Here is what the SQL standard mandates for some operations involving sets and multisets.

For a simple relation R

CREATE TABLE R (a INTEGER);

the following queries attempt to reliably determine the maximum known value of the attribute a in the table R.

For brevity below, let

empty refer to an empty result of no rows, and
NULL (in the context of a table or result) refer to a table with one row holding a NULL value.

MAX()

This is the obvious query:

SELECT MAX(a) FROM R

If R is empty, the query must return NULL, not empty. [5]
If R is a one-row table holding NULL, Date and Darwen don't specifically declare what MAX() should return if its argument consists of exclusively NULL values.
If R is a table holding NULL and non-NULL integers, NULLs are ignored, and MAX() returns the maximum integer.

a >= ALL()

This expression of the maximum seems consistent with mathematical logic, but fails completely in SQL:

SELECT DISTINCT a
FROM R
WHERE a >= ALL (SELECT * FROM R)

If R is empty, the query returns empty. The >= ALL test is vacuously true with an empty subquery [6], but there is no value of a to exploit the test.
If R holds a NULL value, the query returns empty, because the test a >= ALL(...) returns unknown (not false!) for any NULL or maximum non-NULL integer value of a if the subquery includes a NULL value. [7]

EXCEPT

This expression is one derivation of maximum as computed in relational algebra: subtract all the non-maximum values from the table R, leaving the maximal ones:

(SELECT DISTINCT * FROM R)
 EXCEPT
(SELECT R.a
 FROM R, R AS S
 WHERE R.a < S.a)

If R is empty, the query returns empty.
If R holds a NULL value, the query returns NULL, in addition to whatever maximal integer is present (if any). The lower subquery never includes NULL, so NULL is never subtracted from R.

NOT IN

This expression is another writing of maximum as computed in relational algebra: find values not in the non-maximum values of R:

SELECT DISTINCT *
FROM R
WHERE a NOT IN (SELECT R.a
                FROM R, R AS S
                WHERE R.a < S.a)

This writing turns out to be subtly different from the last one.
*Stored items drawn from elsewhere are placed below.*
PR #3245, opened 2026-07-27
fix(ai): honor documented GJC_OPENAI_CODE_* env names

10kH:
## What

The provider was renamed Codex → “OpenAI code” and `docs/environment-variables.md` followed with `GJC_OPENAI_CODE_*` names, but the reads still use the legacy `PI_CODEX_*` names. Every documented knob is a silent no-op:

| documented (docs L345-350, L381) | actually read | site |
|---|---|---|
| `GJC_OPENAI_CODE_DEBUG` | `PI_CODEX_DEBUG` | `openai-codex-responses.ts:101` |
| `GJC_OPENAI_CODE_WEBSOCKET` | `PI_CODEX_WEBSOCKET` | `:302` |
| `GJC_OPENAI_CODE_WEBSOCKET_IDLE_TIMEOUT_MS` | `PI_CODEX_WEBSOCKET_IDLE_TIMEOUT_MS` | `:319` |
| `GJC_OPENAI_CODE_WEBSOCKET_RETRY_BUDGET` | `PI_CODEX_WEBSOCKET_RETRY_BUDGET` | `:309` |
| `GJC_OPENAI_CODE_WEBSOCKET_RETRY_DELAY_MS` | `PI_CODEX_WEBSOCKET_RETRY_DELAY_MS` | `:313` |
| `GJC_OPENAI_CODE_WEB_SEARCH_MODEL` | `PI_CODEX_WEB_SEARCH_MODEL` | `web/search/providers/codex.ts:39` |

Note the drift is two-fold — both the `GJC_`/`PI_` prefix **and** the `OPENAI_CODE`/`CODEX` segment.

## Fix

Resolve each documented name first, keeping the `PI_CODEX_*` name as a backward-compatible fallback. Same class as the merged GJC_* migrations (#2827 / #2943 / #3041 / #3171). Semantics preserved: `$pickflag` matches `$flag` per key, and the `??` chains keep the existing parse/default behavior.

`GJC_OPENAI_CODE_WEBSOCKET_V2` is documented but has **no implementation at all** (no reader under any prefix), so it is deliberately untouched here rather than guessed at.

## Tests

Coverage at both ends of the rename:

- `packages/ai/test/openai-code-env-names.test.ts` (new) — drives the exported `getOpenAICodexTransportDetails()` with a `preferWebsockets: false` model so the env flag is the only thing that can enable websocket preference: off when unset, on for the documented name, on for the legacy alias, and GJC-first precedence (explicit `GJC=0` beats `PI=1`).
[...]

PR #3171, opened 2026-07-26
fix(ai): honor documented GJC_OPENAI_STREAM_IDLE_TIMEOUT_MS

10kH:
## What

`docs/environment-variables.md` documents `GJC_OPENAI_STREAM_IDLE_TIMEOUT_MS`, but the stream-watchdog idle-timeout helpers in `packages/ai/src/utils/idle-iterator.ts` only read the legacy `PI_`-prefixed names:

- `getStreamIdleTimeoutMs`: `PI_STREAM_IDLE_TIMEOUT_MS ?? PI_OPENAI_STREAM_IDLE_TIMEOUT_MS`
- `getOpenAIStreamIdleTimeoutMs`: `PI_OPENAI_STREAM_IDLE_TIMEOUT_MS ?? PI_STREAM_IDLE_TIMEOUT_MS`

So setting the documented GJC name was a silent no-op.

## Fix

Resolve `GJC_OPENAI_STREAM_IDLE_TIMEOUT_MS` **first** in both getters, keeping the `PI_` names as backward-compatible fallbacks. Same class as the merged GJC_* env migrations (#2827 / #2943 / #3041); this is the deferred stream-idle piece noted as a follow-up in #3041.

Semantics preserved: the existing `??` nullish chain is kept (GJC unset ⇒ identical PI behavior), and `=0` still disables the watchdog. No new imports (uses the already-imported `$env`).

## Tests

`stream-timeout-defaults.test.ts` extended: GJC-first precedence over `PI_STREAM_IDLE_TIMEOUT_MS`, documented-override, `=0` disable, and legacy `PI_OPENAI` alias fallback — for both `getStreamIdleTimeoutMs` and `getOpenAIStreamIdleTimeoutMs`. Full file: 16 pass / 0 fail; `ai` `tsc` + `biome` clean.

PR #3041, opened 2026-07-24
fix: honor documented GJC_ TUI-debug and commit env vars

10kH:
## What

The GJC_* env migration (#2943) left **six documented variables** reading only the legacy PI_ name, so setting the documented GJC_ name was a silent no-op:

- `docs/environment-variables.md` §9: `GJC_CLEAR_ON_SHRINK`, `GJC_DEBUG_REDRAW`, `GJC_TUI_DEBUG` — `tui.ts` read `$flag("PI_...")`
- `docs/environment-variables.md` §10: `GJC_COMMIT_TEST_FALLBACK`, `GJC_COMMIT_NO_FALLBACK`, `GJC_COMMIT_MAP_REDUCE` — `commit/*` read `$env.PI_...`

## Fix

Resolve GJC_ first with PI_ fallback via the existing `$pickflag`/`$pickenv` helpers, matching #2827/#2943. PI_ names stay as fallbacks; behavior is unchanged when only PI_ is set.

## Tests

`packages/coding-agent/test/commit-map-reduce-env.test.ts` covers the exported `shouldUseMapReduce` gate (default-enabled, GJC honored, PI fallback, GJC-beats-PI). tui/coding-agent `tsc` clean; tui debug-flag tests green; `issue-2598-repro` (native-free tab-worker contract) green; biome clean.

## Follow-up (transparent)

A broader doc-vs-code sweep found other documented GJC_ vars still on PI_ (`procmgr` bash/shell knobs, `perplexity` auth-borrow, the OpenAI stream idle timeout) that carry additional legacy aliases (`CLAUDE_*`, multiple PI_ names) plus some doc-only rows with no reader (RPC/websocket/runtime — likely stale docs). Those need per-var care and are left for a focused follow-up rather than bundled here.

PR #3296, opened 2026-07-27
fix(ai): honor the documented GJC_AUTH_NO_BORROW opt-out

10kH:
The last documented-but-unread environment variable I can find, and it is the one where the drift actually costs something.

## Problem

```
docs/environment-variables.md:415
| `GJC_AUTH_NO_BORROW` | If set, disables macOS native-app token borrowing path in Perplexity login flow |

packages/ai/src/utils/oauth/perplexity.ts:195
if (!$env.PI_AUTH_NO_BORROW) {          // documented name never read
```

Same `PI_` → `GJC_` drift class as #2827 / #2943 / #3041 / #3171 / #3245, but this one is not cosmetic: the gated path calls `extractFromNativeApp()` and pulls a JWT **out of the Perplexity desktop application**. An operator who set the documented name specifically to stop that still had the token borrowed.

## Fix

Both names are honoured, documented name first.

**Semantics deliberately preserved rather than modernised.** #3248 established `$pickflag` as the canonical contract for newly-advertised booleans, and I did not use it here on purpose: the documentation says *“If set”*, and this is a **privacy opt-out**. Under a boolean contract `GJC_AUTH_NO_BORROW=0` would silently re-enable reading a token out of another application — the wrong failure direction. Presence-based keeps the opt-out fail-safe and matches both the existing behavior and the documented wording. The suite asserts that explicitly, including the `=0` case.

An empty value still means “not set”, exactly as before.

## Tests

`auth-no-borrow-env.test.ts` (6 cases): borrows by default, the documented name honoured, the legacy name still honoured, `=0` still opts out, an empty value ignored as before, and one name set alongside an empty other.

**Proof-first: reverting to the legacy-only read fails three of the six.**

## Verification

`bun run check` in `packages/ai` (whole-package biome + tsc): exit 0. New suite: 6 pass / 0 fail. Perplexity-named suites: 209 pass-or-skip / 0 fail.


Yeachan-Heo (approved):
**Verdict: APPROVE** — exact head `a3ed661d91bb8c22d668d41831d9931c5665ec9b`

Same `PI_` → `GJC_` documented-but-unread drift class as #2827/#2943/#3041/#3171/#3245, but this one gates a real privacy-sensitive path: `loginPerplexity()`'s native-app JWT borrow.

Checks performed:
- **Documented `GJC_AUTH_NO_BORROW` opt-out**: confirmed the pre-fix code read only `$env.PI_AUTH_NO_BORROW`, while `docs/environment-variables.md:415` advertises `GJC_AUTH_NO_BORROW`. The new `authBorrowDisabled()` reads both.
- **Legacy alias precedence**: `Boolean($env.GJC_AUTH_NO_BORROW || $env.PI_AUTH_NO_BORROW)` — note this is a boolean-OR presence check, not a value-selection chain, so "documented name first" in the PR body is a readability note rather than a functional precedence claim; either name being truthy opts out, which is correct and matches the "opts out when either name is set alongside the other" test.
- **Presence-vs-boolean semantics, including `=0`/empty**: deliberately presence-based rather than routed through `$pickflag` (the boolean contract established in #3248), and the reasoning is sound — this is a fail-safe privacy opt-out ("If set" in the docs), so a boolean contract would let `GJC_AUTH_NO_BORROW=0` silently re-enable reading a token out of another application, which is the wrong failure direction for this specific gate. Verified in code: any non-empty string is truthy under `||`, so `"0"` still opts out (asserted by `treats any set value as an opt-out, including 0`), while an empty string remains falsy, preserving prior behavior (asserted by `ignores an empty value, matching the previous behavior`). This is a deliberate, justified departure from the newer canonical boolean contract, not an inconsistency.
- **Native app token borrowing**: confirmed the gated branch is unchanged apart from the condition — `extractFromNativeApp()` (which reads a JWT out of the Perplexity desktop application) still sits behind `if (!authBorrowDisabled())`, so the fix closes the exposure without touching the borrow mechanism itself.
- **Tests**: 6 cases, hermetic via direct `process.env` save/restore rather than a child-process probe (appropriate here since there's no cwd-based project-`.env` trust boundary in play, only two flat env names) — default-borrows, documented-name honored, legacy-name honored, `=0` still opts out, empty ignored, either-name-set-alongside-other opts out. Proof-first claim (reverting to legacy-only read fails 3/6) is consistent with the diff.
- **CI**: all 21 checks pass on the exact head.
- **Novelty**: no other open PR touches `perplexity.ts`; not a duplicate.

No merge action taken — dev CI is nonterminal per standing instruction, and this is a signed review verdict only.

—

Yeachan-Heo (approved):
**Verdict: APPROVE** — exact head `54abd190f4846b6fb6571c14b14d79171b3811cc`

Rebase-only refresh of the prior exact-head review at `a3ed661d91bb8c22d668d41831d9931c5665ec9b` (APPROVE).

Checks performed:
- **Content identity confirmed, not assumed**: `diff <(git show a3ed661d --format= -- packages/ai/src/utils/oauth/perplexity.ts packages/ai/test/auth-no-borrow-env.test.ts) <(git show 54abd190 --format= -- packages/ai/src/utils/oauth/perplexity.ts packages/ai/test/auth-no-borrow-env.test.ts)` is empty — the PR's own commit is byte-for-byte identical to the version the prior review validated. CHANGELOG.md is intentionally excluded from this file set: its diff context shifted because independently-merged `dev` commits inserted new entries above the same insertion point, which is expected rebase churn, not a content change to this PR's own line.

—

Yeachan-Heo (approved):
**Verdict: APPROVE** — exact head `260852a0795f4c029610d78b3a326c0b76e6c0c4`.

Privacy-gate revalidation:

- `GJC_AUTH_NO_BORROW` now disables Perplexity native-app JWT borrowing alongside the legacy `PI_AUTH_NO_BORROW` name.
- Presence-based semantics are intentionally preserved: any non-empty value, including `0`, opts out; an empty value remains unset. This is the fail-safe direction for a privacy control and matches the documented “If set” contract.
- Six cases cover default borrowing, each alias, `0`, empty, and either-name behavior. The native-app extraction path itself is unchanged and remains wholly behind the opt-out gate.
- The semantic rebase lands directly on current `dev` parent `409dc989ee0da61a5c1496cf266fbf47f03dfce3`; the release note was moved from released `0.11.11` to `Unreleased`.
- Local focused suite: 6/6 passed. AI typecheck, Biome, and diff checks passed.
- Exact-head REST check-run evidence is terminal: 16 SUCCESS, 6 SKIPPED, 0 pending/failing. REST mergeability is `true` / `clean`, with exact head/base re-pinned immediately before this verdict.

No token extraction was invoked and no credential material was printed or persisted during review.

— GJC security/trust review, 2026-07-28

If R is empty, the query returns empty.
If R holds one integer, and at least one NULL value, the query returns NULL, in addition to whatever maximal integer is present (if any). In this case, the subquery is always empty; the one available integer is compared only to NULL values, so do not participate in the subquery's result. NULL NOT IN (empty) is vacuously true as it is in mathematics [8], so NULL is selected as part of the result.
If R holds more than one integer, the query returns the maximal integer. In this case, the subquery includes at least one value. Now that the subquery is not empty, NULL NOT IN (nonempty result) evaluates to unknown (not false!), and is no longer selected as part of the result. As an aside, NULL NOT IN (nonempty result) returns unknown even if the nonempty result includes NULL. [9]

EXCEPT NULL

Because it is somewhat awkward to have an expression for MAX return two rows whose values do not equal, the following expression adjusts the EXCEPT expression to exclude NULL from the answer:

(SELECT DISTINCT * FROM R)
 EXCEPT
(SELECT R.a
 FROM R, R AS S
 WHERE R.a < S.a OR R.a IS NULL)

If R is empty, the query returns empty.
If R holds NULL, the query returns the maximal integer, or empty if R has no integers. EXCEPT will remove NULL from the result if NULL appears in the bottom subquery, even though NULL is not equal to NULL. [10] Similarly, DISTINCT, UNION, and INTERSECT always returns at most one NULL.

Database Implementation Compliance

PostgreSQL 7.2.2

Where SQL mandates a behavior for a query above, PostgreSQL complies.

MAX() of NULLs only: returns NULL (consistent with ignoring NULLs, then computing the MAX() of an empty remainder).

Oracle 9i

Where SQL mandates a behavior for a query above, Oracle complies.

MAX() of NULLs only: returns NULL (consistent with ignoring NULLs, then computing the MAX() of an empty remainder).

Conclusion

No pair of the queries from the list above are equivalent when faced with NULLs in relational data, despite their conceptual similarity.

The two implementations tested, PostgreSQL and Oracle, seem to comply with NULL behavior for the set and multiset operations tested here, even when such behavior is sometimes subtle or unintuitive.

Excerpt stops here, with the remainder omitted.